WHAT IS BEING ASKED: Exactly repeat the full listing that follows.

SUPPLIED ENTRIES:
-- Opening Marker --
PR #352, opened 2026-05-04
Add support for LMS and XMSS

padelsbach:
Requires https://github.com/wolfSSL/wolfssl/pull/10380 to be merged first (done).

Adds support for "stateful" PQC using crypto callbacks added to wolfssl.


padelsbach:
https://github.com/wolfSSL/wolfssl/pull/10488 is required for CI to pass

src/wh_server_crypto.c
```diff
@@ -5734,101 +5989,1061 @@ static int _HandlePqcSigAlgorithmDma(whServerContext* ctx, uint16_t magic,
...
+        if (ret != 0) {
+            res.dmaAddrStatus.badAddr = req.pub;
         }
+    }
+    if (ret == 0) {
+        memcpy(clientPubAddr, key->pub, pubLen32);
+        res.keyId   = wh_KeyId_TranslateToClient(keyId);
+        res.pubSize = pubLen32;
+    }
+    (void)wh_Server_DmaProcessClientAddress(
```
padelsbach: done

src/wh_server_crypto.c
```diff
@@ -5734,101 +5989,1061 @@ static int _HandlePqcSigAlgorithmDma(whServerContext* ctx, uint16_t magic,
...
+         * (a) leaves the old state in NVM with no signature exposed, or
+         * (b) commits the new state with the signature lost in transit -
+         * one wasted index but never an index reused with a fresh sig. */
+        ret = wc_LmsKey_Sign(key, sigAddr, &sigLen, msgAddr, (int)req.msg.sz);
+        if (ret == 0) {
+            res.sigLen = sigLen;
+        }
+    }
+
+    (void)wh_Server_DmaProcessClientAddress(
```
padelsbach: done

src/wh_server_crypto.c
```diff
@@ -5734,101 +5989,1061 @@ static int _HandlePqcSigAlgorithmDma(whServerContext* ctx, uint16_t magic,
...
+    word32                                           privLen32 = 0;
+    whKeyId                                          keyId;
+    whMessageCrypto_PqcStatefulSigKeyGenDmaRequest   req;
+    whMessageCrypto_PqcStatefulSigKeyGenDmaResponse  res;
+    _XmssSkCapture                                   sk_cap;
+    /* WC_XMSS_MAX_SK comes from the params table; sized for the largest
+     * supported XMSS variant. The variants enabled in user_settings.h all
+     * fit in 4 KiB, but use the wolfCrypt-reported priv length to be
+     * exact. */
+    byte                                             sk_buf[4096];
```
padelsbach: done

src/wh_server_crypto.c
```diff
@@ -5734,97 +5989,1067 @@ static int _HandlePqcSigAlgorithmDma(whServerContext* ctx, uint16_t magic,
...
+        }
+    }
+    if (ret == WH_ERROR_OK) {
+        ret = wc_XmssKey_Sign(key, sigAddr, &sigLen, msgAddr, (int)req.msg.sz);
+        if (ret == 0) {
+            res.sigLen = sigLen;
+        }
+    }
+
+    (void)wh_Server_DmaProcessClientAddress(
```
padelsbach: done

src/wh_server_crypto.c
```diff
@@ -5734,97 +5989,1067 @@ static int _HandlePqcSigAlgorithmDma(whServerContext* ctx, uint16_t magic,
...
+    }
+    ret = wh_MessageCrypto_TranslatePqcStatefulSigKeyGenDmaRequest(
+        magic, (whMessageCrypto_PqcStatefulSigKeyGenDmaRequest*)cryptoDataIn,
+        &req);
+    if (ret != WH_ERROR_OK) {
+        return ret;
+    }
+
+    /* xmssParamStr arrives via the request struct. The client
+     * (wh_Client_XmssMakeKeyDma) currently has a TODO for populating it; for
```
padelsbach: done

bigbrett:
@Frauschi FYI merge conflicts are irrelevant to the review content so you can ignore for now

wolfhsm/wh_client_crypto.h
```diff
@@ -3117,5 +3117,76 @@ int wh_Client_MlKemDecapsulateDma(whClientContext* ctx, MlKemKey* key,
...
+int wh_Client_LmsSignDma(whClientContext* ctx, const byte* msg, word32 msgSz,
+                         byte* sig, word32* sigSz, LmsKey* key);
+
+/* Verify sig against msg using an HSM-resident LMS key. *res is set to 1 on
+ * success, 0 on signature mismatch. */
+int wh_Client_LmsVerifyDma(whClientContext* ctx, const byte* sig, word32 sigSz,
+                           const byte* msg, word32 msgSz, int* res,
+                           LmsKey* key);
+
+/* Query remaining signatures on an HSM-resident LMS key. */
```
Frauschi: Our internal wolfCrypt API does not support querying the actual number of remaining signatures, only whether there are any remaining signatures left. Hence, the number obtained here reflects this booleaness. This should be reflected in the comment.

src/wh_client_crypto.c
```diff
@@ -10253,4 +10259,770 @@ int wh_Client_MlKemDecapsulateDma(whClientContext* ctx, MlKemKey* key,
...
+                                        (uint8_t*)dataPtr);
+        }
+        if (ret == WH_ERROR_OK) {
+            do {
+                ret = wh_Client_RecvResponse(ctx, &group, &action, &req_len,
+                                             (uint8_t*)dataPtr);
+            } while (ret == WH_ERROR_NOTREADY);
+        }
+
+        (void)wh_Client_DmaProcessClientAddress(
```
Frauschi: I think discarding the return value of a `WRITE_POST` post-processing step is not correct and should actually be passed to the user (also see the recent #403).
-- Closing Marker --
ANSWER SECTION:
PR #352, opened 2026-05-04
Add support for LMS and XMSS

padelsbach:
Requires https://github.com/wolfSSL/wolfssl/pull/10380 to be merged first (done).

Adds support for "stateful" PQC using crypto callbacks added to wolfssl.


padelsbach:
https://github.com/wolfSSL/wolfssl/pull/10488 is required for CI to pass

src/wh_server_crypto.c
```diff
@@ -5734,101 +5989,1061 @@ static int _HandlePqcSigAlgorithmDma(whServerContext* ctx, uint16_t magic,
...
+        if (ret != 0) {
+            res.dmaAddrStatus.badAddr = req.pub;
         }
+    }
+    if (ret == 0) {
+        memcpy(clientPubAddr, key->pub, pubLen32);
+        res.keyId   = wh_KeyId_TranslateToClient(keyId);
+        res.pubSize = pubLen32;
+    }
+    (void)wh_Server_DmaProcessClientAddress(
```
padelsbach: done

src/wh_server_crypto.c
```diff
@@ -5734,101 +5989,1061 @@ static int _HandlePqcSigAlgorithmDma(whServerContext* ctx, uint16_t magic,
...
+         * (a) leaves the old state in NVM with no signature exposed, or
+         * (b) commits the new state with the signature lost in transit -
+         * one wasted index but never an index reused with a fresh sig. */
+        ret = wc_LmsKey_Sign(key, sigAddr, &sigLen, msgAddr, (int)req.msg.sz);
+        if (ret == 0) {
+            res.sigLen = sigLen;
+        }
+    }
+
+    (void)wh_Server_DmaProcessClientAddress(
```
padelsbach: done

src/wh_server_crypto.c
```diff
@@ -5734,101 +5989,1061 @@ static int _HandlePqcSigAlgorithmDma(whServerContext* ctx, uint16_t magic,
...
+    word32                                           privLen32 = 0;
+    whKeyId                                          keyId;
+    whMessageCrypto_PqcStatefulSigKeyGenDmaRequest   req;
+    whMessageCrypto_PqcStatefulSigKeyGenDmaResponse  res;
+    _XmssSkCapture                                   sk_cap;
+    /* WC_XMSS_MAX_SK comes from the params table; sized for the largest
+     * supported XMSS variant. The variants enabled in user_settings.h all
+     * fit in 4 KiB, but use the wolfCrypt-reported priv length to be
+     * exact. */
+    byte                                             sk_buf[4096];
```
padelsbach: done

src/wh_server_crypto.c
```diff
@@ -5734,97 +5989,1067 @@ static int _HandlePqcSigAlgorithmDma(whServerContext* ctx, uint16_t magic,
...
+        }
+    }
+    if (ret == WH_ERROR_OK) {
+        ret = wc_XmssKey_Sign(key, sigAddr, &sigLen, msgAddr, (int)req.msg.sz);
+        if (ret == 0) {
+            res.sigLen = sigLen;
+        }
+    }
+
+    (void)wh_Server_DmaProcessClientAddress(
```
padelsbach: done

src/wh_server_crypto.c
```diff
@@ -5734,97 +5989,1067 @@ static int _HandlePqcSigAlgorithmDma(whServerContext* ctx, uint16_t magic,
...
+    }
+    ret = wh_MessageCrypto_TranslatePqcStatefulSigKeyGenDmaRequest(
+        magic, (whMessageCrypto_PqcStatefulSigKeyGenDmaRequest*)cryptoDataIn,
+        &req);
+    if (ret != WH_ERROR_OK) {
+        return ret;
+    }
+
+    /* xmssParamStr arrives via the request struct. The client
+     * (wh_Client_XmssMakeKeyDma) currently has a TODO for populating it; for
```
padelsbach: done

bigbrett:
@Frauschi FYI merge conflicts are irrelevant to the review content so you can ignore for now

wolfhsm/wh_client_crypto.h
```diff
@@ -3117,5 +3117,76 @@ int wh_Client_MlKemDecapsulateDma(whClientContext* ctx, MlKemKey* key,
...
+int wh_Client_LmsSignDma(whClientContext* ctx, const byte* msg, word32 msgSz,
+                         byte* sig, word32* sigSz, LmsKey* key);
+
+/* Verify sig against msg using an HSM-resident LMS key. *res is set to 1 on
+ * success, 0 on signature mismatch. */
+int wh_Client_LmsVerifyDma(whClientContext* ctx, const byte* sig, word32 sigSz,
+                           const byte* msg, word32 msgSz, int* res,
+                           LmsKey* key);
+
+/* Query remaining signatures on an HSM-resident LMS key. */
```
Frauschi: Our internal wolfCrypt API does not support querying the actual number of remaining signatures, only whether there are any remaining signatures left. Hence, the number obtained here reflects this booleaness. This should be reflected in the comment.

src/wh_client_crypto.c
```diff
@@ -10253,4 +10259,770 @@ int wh_Client_MlKemDecapsulateDma(whClientContext* ctx, MlKemKey* key,
...
+                                        (uint8_t*)dataPtr);
+        }
+        if (ret == WH_ERROR_OK) {
+            do {
+                ret = wh_Client_RecvResponse(ctx, &group, &action, &req_len,
+                                             (uint8_t*)dataPtr);
+            } while (ret == WH_ERROR_NOTREADY);
+        }
+
+        (void)wh_Client_DmaProcessClientAddress(
```
Frauschi: I think discarding the return value of a `WRITE_POST` post-processing step is not correct and should actually be passed to the user (also see the recent #403).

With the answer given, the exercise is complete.